# Gauge invariance of pseudo stress-energy tensor of gravitational waves

The pseudo stress-energy tensor of gravitational waves is given by $$T_{\mu\nu}^{(\mathrm{G}\mathrm{W})} = \frac{1}{32\pi}\left\langle \partial_{\mu} \bar{h}_{\alpha\beta} \partial_{\nu}\bar{h}^{\alpha\beta} - \frac{1}{2}\partial_{\mu} \bar{h} \partial_{\nu} \bar{h} -\partial_{\beta} \bar{h}^{\alpha\beta} \partial_{\nu} \bar{h}_{\alpha\mu} - \partial_{\beta} \bar{h}^{\alpha\beta} \partial_{\mu} \bar{h}_{\alpha\nu} \right\rangle.$$ I want to prove that it is invariant under gauge transformation $$h_{\mu\nu} \to h_{\mu\nu} - \partial_{\mu}\xi_{\nu} - \partial_{\nu}\xi_{\mu}.$$

The bracket $$\langle \rangle$$ means taking average over the region of which the scale is several times that of gravitational wave's wavelength. So the terms of total divergence, e.g. $$\langle \partial_{\mu} (\cdots) \rangle$$, will vanish.

But I have met a problem. Under gauge transformation, $$\partial_{\beta} \bar{h}^{\alpha\beta} \partial_{\nu} \bar{h}_{\alpha\mu}$$ will produce a term $$\partial_{\beta} \bar{h}^{\alpha\beta}\partial_{\nu}\partial_{\alpha}\xi_{\mu}$$. However, there is no other term of the order $$O(h)$$ would ever contain $$\xi_{\mu}$$ and so I find it impossible to eliminate it.

I have check a few textbooks GR, such as MTW (page 969-970) and Sean Carroll (page 307-310). But they just state that the pseudo stress-energy tensor is gauge invariant but give no detailed proof. And I also failed to find a paper which cover the proof.

Any help or recommendation for books/papers is appreciated!
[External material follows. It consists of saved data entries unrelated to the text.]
Issue #784, opened 2015-09-07
[Bug] ConfigDict.load_config.  'DEFAULT' section not work properly.


kingFighter:
When load config file 
```
[DEFAULT]
interval = 45

[bottle]
port = 8080

[compression]
status = single
```

We incorrectly set  'compression.interval' 

**REASON**
https://github.com/bottlepy/bottle/blob/534a2e08ac0ef55dd542a3a83b1118188c6a399b/bottle.py#L2188-L2192 
*conf.sections* won't return *DEFAULT* section
*conf.items* will return *DEFAULT* options as well.

PR #785, opened 2015-09-07
Add test case for 'load_config'

kingFighter:
#784

### DIFF
--- a/test/test_config.py
+++ b/test/test_config.py
@@ -69,7 +69,34 @@ class TestConfDict(unittest.TestCase):
         c = ConfigDict()
         c.load_dict({key: {'subkey': 'value'}})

Consider a gravitational wave of the form $$h_{ab}=f^{\prime\prime}(u)yzk_{a}k_{b}$$, where $$u = t-x$$ and $$k_a = \partial_a u$$. Show that, while this is a valid gravitational wave solution, its energy-momentum tensor vanishes. Argue that it is, however, possible to change the gauge and transform $$h_{ab}$$ to the form $$h_{ab}^{\prime}=f(u)\left(\delta_{a}^{y}\delta_{b}^{z}+\delta_{a}^{z}\delta_{b}^{y}\right)$$ when the energy-momentum tensor is nonzero and has the form $$t_{ab} \propto f^{\prime 2}k_a k_b$$.
I have checked this exercise and find the demanding gauge transformation is $$\xi_t = \frac{1}{2}f'(u)yz, \; \xi_x = -\frac{1}{2}f'(u)yz, \;\xi_y = -\frac{1}{2}f(u)z, \;\xi_z = -\frac{1}{2}f(u)y.$$
So this example shows that $$T_{\mu\nu}^{(\mathrm{G}\mathrm{W})}$$ is not gauge independent strictly.
Of course, I know the coordinate transformation generated by $$\xi_a$$ of the form above is not infinitesimal. I think that some additional constraints may be needed for the derivation of gauge invariance of $$T_{\mu\nu}^{(\mathrm{G}\mathrm{W})}$$.